Prompt — Look through the material below and return every line that contains "connecting".

Data under study —
'''

PR #844, opened 2019-03-15
Put together a slightly different worker model

samiwh:
#### Description
Mocked up what a csharp GDK worker might look like.

### DIFF
--- a/workers/unity/Packages/com.improbable.gdk.core/Worker/ConnectionHandlers/SpatialOSConnectionHandlerBuilder.cs
+++ b/workers/unity/Packages/com.improbable.gdk.core/Worker/ConnectionHandlers/SpatialOSConnectionHandlerBuilder.cs
@@ -1,0 +1,101 @@
+using System;
+using System.Threading.Tasks;
+using Improbable.Worker.CInterop;
+
+namespace Improbable.Gdk.Core
+{
+    public class SpatialOSConnectionHandlerBuilder : IConnectionHandlerBuilder
+    {
+        public enum ThreadingMode
+        {
+            SingleThreaded,
+            MultiThreaded
+        }
+
+        private ReceptionistConfig? receptionistConfig;
+        private LocatorConfig? locatorConfig;
+        private AlphaLocatorConfig? alphaLocatorConfig;
+
+        private ConnectionParameters connectionParameters;
+
+        private ThreadingMode threadingMode = ThreadingMode.SingleThreaded;
+
+        public SpatialOSConnectionHandlerBuilder SetConfig(ReceptionistConfig config)
+        {
+            CheckExistingConfigAndThrow();
+            receptionistConfig = config;
+            return this;
+        }
+
+        public SpatialOSConnectionHandlerBuilder SetConfig(LocatorConfig config)
+        {
+            CheckExistingConfigAndThrow();
+            locatorConfig = config;
+            return this;
+        }
+
+        public SpatialOSConnectionHandlerBuilder SetConfig(AlphaLocatorConfig config)
+        {
+            CheckExistingConfigAndThrow();
+            alphaLocatorConfig = config;
+            return this;
+        }
+
+        public SpatialOSConnectionHandlerBuilder SetThreadingMode(ThreadingMode mode)
+        {
+            threadingMode = mode;
+            return this;
+        }
+
+        public SpatialOSConnectionHandlerBuilder SetConnectionParameters(ConnectionParameters parameters)
+        {
+            connectionParameters = parameters;
+            return this;
+        }
+
+        public async Task<IConnectionHandler> CreateAsync()
+        {
+            if (!(receptionistConfig.HasValue || locatorConfig.HasValue || alphaLocatorConfig.HasValue))
+            {
+                throw new InvalidOperationException("Must set exactly one of ReceptionistConfig, LocatorConfig, or AlphaLocatorConfig");
+            }
+
+            if (connectionParameters == null)
+            {
+                throw new InvalidOperationException("ConnectionParameters must be provided");
+            }
+
+            Connection connection;
+            if (receptionistConfig.HasValue)
+            {
+                connection = await ConnectionUtils.CreateConnectionAsync(receptionistConfig.Value, connectionParameters);
+            }
+            else if (locatorConfig.HasValue)
+            {
+                connection = await ConnectionUtils.CreateConnectionAsync(locatorConfig.Value, connectionParameters);
+            }
+            else
+            {
+                connection = await ConnectionUtils.CreateConnectionAsync(alphaLocatorConfig.Value, connectionParameters);
+            }
+
+            switch (threadingMode)
+            {
+                case ThreadingMode.SingleThreaded:
+                    return new SpatialOSConnectionHandler(connection);
+                case ThreadingMode.MultiThreaded:
+                    return new MultiThreadedSpatialOSConnectionHandler(connection);
+                default:
+                    throw new ArgumentOutOfRangeException();
+            }
+        }
+
+        private void CheckExistingConfigAndThrow()
+        {
+            if (receptionistConfig.HasValue || locatorConfig.HasValue || alphaLocatorConfig.HasValue)
+            {
+                throw new InvalidOperationException("Must set exactly one of ReceptionistConfig, LocatorConfig, or AlphaLocatorConfig");
+            }
+        }
+    }
+}
--- a/workers/unity/Packages/com.improbable.gdk.core/Worker/ConnectionUtils.cs
+++ b/workers/unity/Packages/com.improbable.gdk.core/Worker/ConnectionUtils.cs
@@ -1,0 +1,135 @@
+using System.Threading.Tasks;
+using Improbable.Worker.CInterop;
+using AlphaLocator = Improbable.Worker.CInterop.Alpha.Locator;
+
+namespace Improbable.Gdk.Core
+{
+    public static class ConnectionUtils
+    {
+        /// <summary>
+        ///     Connects to the SpatialOS Runtime via the Receptionist service and creates a <see cref="Connection" /> object
+        ///     asynchronously.
+        /// </summary>
+        /// <param name="config">
+        ///     The <see cref="ReceptionistConfig" /> object stores the configuration needed to connect via the
+        ///     Receptionist Service.
+        /// </param>
+        /// <param name="connectionParameters">The <see cref="ConnectionParameters" /> storing </param>
+        /// <returns>
+        ///     A <see cref="Task{TResult}" /> to run this method asynchronously and retrieve the created
+        ///     <see cref="Connection" /> object upon connecting successfully.
+        /// </returns>
+        public static async Task<Connection> CreateConnectionAsync(
+            ReceptionistConfig config,
+            ConnectionParameters connectionParameters)
+        {
+            using (var connectionFuture =
+                Connection.ConnectAsync(config.ReceptionistHost, config.ReceptionistPort, config.WorkerId,
+                    connectionParameters))
+            {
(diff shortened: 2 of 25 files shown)


workers/unity/Packages/com.improbable.gdk.core/Worker/ConnectionHandlers/SpatialOSConnectionHandlerBuilder.cs
```diff
@@ -0,0 +1,101 @@
...
+    {
+        public enum ThreadingMode
+        {
+            SingleThreaded,
+            MultiThreaded
+        }
+
+        private ReceptionistConfig? receptionistConfig;
+        private LocatorConfig? locatorConfig;
+        private AlphaLocatorConfig? alphaLocatorConfig;
```
jamiebrynes7: Wish we have C# unions :confused: 

Alternatively - perfect use case for https://github.com/mcintyre321/OneOf but sadly external dependencies :sob:

workers/unity/Packages/com.improbable.gdk.core/Worker/ConnectionUtils.cs
```diff
@@ -0,0 +1,135 @@
...
+        /// </returns>
+        public static async Task<Connection> CreateConnectionAsync(
+            LocatorConfig parameters,
+            ConnectionParameters connectionParameters)
+        {
+            using (var locator = new Locator(parameters.LocatorHost, parameters.LocatorParameters))
+            {
+                var deploymentList = await GetDeploymentList(locator);
+
+                var deploymentName = parameters.DeploymentListCallback(deploymentList);
```
jamiebrynes7: Hmmm - we should allow for the possibility that this callback can be asynchronous. 

I.e - user displays to the client and they select a deployment

workers/unity/Packages/com.improbable.gdk.core/Worker/Worker.cs
```diff
@@ -33,244 +24,67 @@ public class Worker : IDisposable
...
-        /// <param name="origin">The origin of this worker in the local Unity space.</param>
-        /// <returns>
-        ///     A <see cref="Task{TResult}" /> to run this method asyncally and retrieve the created <see cref="Worker" />
-        ///     object upon connecting successfully.
-        /// </returns>
-        private static async Task<Worker> TryToConnectAsync(Future<Connection> connectionFuture,
-            string workerType,
-            ILogDispatcher logger,
-            Vector3 origin)
+        public static async Task<Worker> CreateWorkerAsync(IConnectionHandlerBuilder connectionHandlerBuilder, string workerType,
```
jamiebrynes7: It feels like the connection builder should be extended into a `WorkerBuilder`. I.e. - 

```
var worker = await new WorkerBuilder(workerType)
	.WithConnectionConfig(connectionConfig)
	.WithLogger(logDispatcher)
	.AsMultithreaded()
	.ConnectAsync();
```

workers/unity/Packages/com.improbable.gdk.playerlifecycle/PlayerLifecycleHelper.cs
```diff
@@ -23,51 +23,31 @@ public static class PlayerLifecycleHelper
...
-            if (!entityManager.HasComponent<OwningWorker.Component>(entity))
+            if (!updateSystem.HasComponent(OwningWorker.ComponentId, entityId))
             {
                 return false;
             }
 
-            var ownerId = entityManager.GetComponentData<OwningWorker.Component>(entity).WorkerId;
 
-            return worker.Connection.GetWorkerId() == ownerId;
+            var ownerId = updateSystem.GetComponent<OwningWorker.Snapshot>(entityId).WorkerId;
```
jamiebrynes7: Why would you grab this off the updateSystem rather than the view?

workers/unity/Packages/com.improbable.gdk.core/Worker/ConnectionUtils.cs
jessicafalk: we probably don't want that. the login token that is provided by the launcher will most likely time out by the time the user selects a deployment. 
If users want to do that, they need to add quite a bit of additional logic and will most likely need to use the alpha locator together with dev auth flow or their own auth server.

workers/unity/Packages/com.improbable.gdk.core/Worker/ConnectionUtils.cs
```diff
@@ -0,0 +1,135 @@
...
+                        ConnectionErrorReason.DeploymentNotFound);
+                }
+
+                return deploymentList.Value;
+            }
+        }
+
+        private static string GetConnectionFailureReason(Connection connection)
+        {
+            return connection.GetConnectionStatusCodeDetailString() ?? "No reason found for connection failure";
```
jessicafalk: can this actually be null? 
what about the status code?

workers/unity/Packages/com.improbable.gdk.core/Worker/WorkerConnector.cs
```diff
@@ -88,32 +86,27 @@ public async Task Connect(string workerType, ILogDispatcher logger)
                 }
 
                 var origin = transform.position;
-                ConnectionDelegate connectionDelegate;
                 var chosenService = GetConnectionService();
                 var connectionParameters = GetConnectionParameters(workerType, chosenService);
+                SpatialOSConnectionHandlerBuilder connectionHandlerBuilder = new SpatialOSConnectionHandlerBuilder();
```
jessicafalk: now that we have the `ConnectionHandlerBuilder`, it would be really nice to get rid of the `WorkerConnector`. If we can make it a `WorkerBuilder` as Jamie suggested, I think we can get rid of this and simply provide sample implementations of how to use it for PC vs Mobile. 
This would allow us to finally get rid of the many levels of inheritance we have right now

workers/unity/Packages/com.improbable.gdk.core/Worker/WorkerInWorld.cs
```diff
@@ -0,0 +1,85 @@
...
+
+namespace Improbable.Gdk.Core
+{
+    public class WorkerInWorld : Worker
+    {
+        /// <summary>
+        ///     The origin of the worker in global Unity space.
+        /// </summary>
+        public readonly Vector3 Origin;
+
```
jessicafalk: nit: empty line

workers/unity/Packages/com.improbable.gdk.core/Worker/ConnectionHandlers/SpatialOSConnectionHandlerBuilder.cs
samiwh: We can make this a union if we really want to. I wasn't changing any of this code though, just rearranging it.

workers/unity/Packages/com.improbable.gdk.core/Worker/ConnectionUtils.cs
samiwh: This was just rearranging what was there. If we can't select a deployment without a token and we can't keep a token after selecting a deployment that is a problem though.

workers/unity/Packages/com.improbable.gdk.playerlifecycle/PlayerLifecycleHelper.cs
samiwh: The view isn't currently public. The update system is how you access it.

workers/unity/Packages/com.improbable.gdk.core/Worker/ConnectionUtils.cs
samiwh: It shouldn't be. I didn't write this though, just moved it I think.

workers/unity/Packages/com.improbable.gdk.core/Worker/WorkerConnector.cs
samiwh: I wanted to keep Unity and non Unity separate. The worker connector is glue between the worker and Unity, so I suspect that some form of it will still be useful.

workers/unity/Packages/com.improbable.gdk.core/Worker/Worker.cs
samiwh: I didn't do that because you might want different types of connection handler. The IConnectionHandlerBuilder interface is basically a type safe way of transferring ownership.

The current connection handler builder is to build the standard one you might one when running spatial. If you want a test one or a remoting one you want different options. We could write one massive builder that can encompass every useful permutation but that seems like a bad idea even if possible.

samiwh: We could instead set it up so that there is a single connection handler with a pipeline of behaviours and we feed it in different way (ie what it considers the simulation can be rewritten). Then we can potentially just have a single builder and merge it with the worker creation process.

I have looked into doing this and have some rough design notes if you want to go over them. (It's also probably what I'd do if starting now)

workers/unity/Packages/com.improbable.gdk.core/Worker/ConnectionHandlers/SpatialOSConnectionHandlerBuilder.cs
samiwh: Also I think we can get rid of alpha locator though.

jessicafalk: nope, not of the alpha locator :P we could get rid of the locator, if  you wanna reduce complexity.

workers/unity/Packages/com.improbable.gdk.core/Worker/ConnectionUtils.cs
jessicafalk: I agree, I had many discussions about this...

workers/unity/Packages/com.improbable.gdk.playerlifecycle/PlayerLifecycleHelper.cs
jamiebrynes7: That's bizarre

workers/unity/Packages/com.improbable.gdk.core/Worker/ConnectionHandlers/SpatialOSConnectionHandlerBuilder.cs
jamiebrynes7: Discussed offline - can't get rid of the locator.

workers/unity/Packages/com.improbable.gdk.core/Worker/Worker.cs
jamiebrynes7: Pls send design notes

workers/unity/Packages/com.improbable.gdk.playerlifecycle/PlayerLifecycleHelper.cs
samiwh: It's basically a stepping stone. Update system was written for something else. Made sense as an interface for a bit, and now doesn't. It's mostly why the class wasn't mentioned in the release notes. It would be best to remove it and make a new thing because it's just a badly named interface at the moment.

workers/unity/Packages/com.improbable.gdk.core/Worker/Worker.cs
samiwh: Currently writing a doc for a slightly different version. Can go through that and work out how it might work in C# too.

jamiebrynes7:
Rebased the branch - logging appears to be broken and some functionality that was added since this PR was opened needs to be added back in

jamiebrynes7:
Superseded by #981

'''

Output —
+        ///     <see cref="Connection" /> object upon connecting successfully.
-        ///     object upon connecting successfully.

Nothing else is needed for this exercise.